### Exercise requirements
Read through the data and report every line in which the word "Otherwise" occurs.

● ● ● ● ● ● ●

PR #4878, opened 2022-12-27
Support MinIO

### LINKED ISSUE #4795: Discovery: GC committed for MinIO
Try out CGC with MinIO and estimate the effort of implementing it.

arielshaqed:
hard as fixing, so this PR does the latter.

Most of the code already works, of course.  But GC creates its own S3
client.  It is _not_ the same as the S3A client and these differences
were significant:

* S3 endpoint needs to be configured.  Otherwise, the client accesses
  the wrong "S3".
* For most MinIO installations the client needs to be configured with
  path style.  Otherwise it will attempt host style access by default
  and time out in some cases such as when running in Docker.

  Note that this cannot be configured on Hadoop versions before 2.8.0
  so users will need to use a suitable build to GC on Spark 2.4.7.  A
  mitigating factor is that this is _anyway_ needed to use Spark with
  MinIO -- regardless of GC or indeed lakeFS!

With these in place I was able to GC using the Spark 3.1.2 / Hadoop 3
build.

Fixes #4795.  I will split testing on MinIO in Esti off of that issue
for separate work.

### DIFF
--- a/clients/spark/core/src/main/hadoop2/scala/io/treeverse/clients/conditional/S3ClientBuilder.scala
+++ b/clients/spark/core/src/main/hadoop2/scala/io/treeverse/clients/conditional/S3ClientBuilder.scala
@@ -14,6 +14,7 @@ object S3ClientBuilder extends io.treeverse.clients.S3ClientBuilder {
     import org.apache.hadoop.fs.s3a.Constants
 
     val configuration = new ClientConfiguration().withMaxErrorRetry(numRetries)
+    val s3Endpoint = hc.get(Constants.ENDPOINT)
 
     val credentialsProvider =
       if (hc.get(Constants.ACCESS_KEY) != null) {
@@ -29,9 +30,13 @@ object S3ClientBuilder extends io.treeverse.clients.S3ClientBuilder {
         )
       } else None
 
+    val builder = AmazonS3ClientBuilder.standard()
+      .withPathStyleAccessEnabled(hc.getBoolean("fs.s3a.path.style.access", true))
+
     createAndValidateS3Client(configuration,
                               credentialsProvider,
-                              AmazonS3ClientBuilder.standard(),
+                              builder,
+                              s3Endpoint,
                               region,
                               bucket
                              )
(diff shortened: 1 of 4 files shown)


arielshaqed:
I am investigating test failures on non-Hadoop3.  This is strange, I would not expect AWS S3 to stop working as a result of unrelated changes :-/

clients/spark/core/src/main/hadoop2/scala/io/treeverse/clients/conditional/S3ClientBuilder.scala
```diff
@@ -29,9 +30,14 @@ object S3ClientBuilder extends io.treeverse.clients.S3ClientBuilder {
         )
       } else None
 
+    val builder = AmazonS3ClientBuilder
+      .standard()
+      .withPathStyleAccessEnabled(hc.getBoolean("fs.s3a.path.style.access", true))
```
Jonathan-Rosenberg, line 35: can you make `"fs.s3a.path.style.access"` a constant too? (to keep things unified)

clients/spark/core/src/main/scala/io/treeverse/clients/StorageUtils.scala
```diff
@@ -99,11 +102,20 @@ object StorageUtils {
...
         .withClientConfiguration(configuration)
-        .withRegion(region)
+
+      val builderWithEndpoint =
+        if (endpoint != null)
+          builder.withEndpointConfiguration(
+            new AwsClientBuilder.EndpointConfiguration(endpoint, region)
+          )
+        else
+          builder
```
Jonathan-Rosenberg, line 117:
```suggestion
          builder.withRegion(region)
```

Jonathan-Rosenberg (changes requested):
Awesomeeee
Consider adding the documentation change to this PR (change from hadoop-aws 2.7.7 to 2.8.0).
Also the comment from `StorageUtils.scala` to fix a misconfigured client.

arielshaqed (commented):
Thanks!

I want to update documentation separately, under #4913.

Jonathan-Rosenberg (approved):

● ● ● ● ● ● ●

### Solution for this task
* S3 endpoint needs to be configured.  Otherwise, the client accesses
  path style.  Otherwise it will attempt host style access by default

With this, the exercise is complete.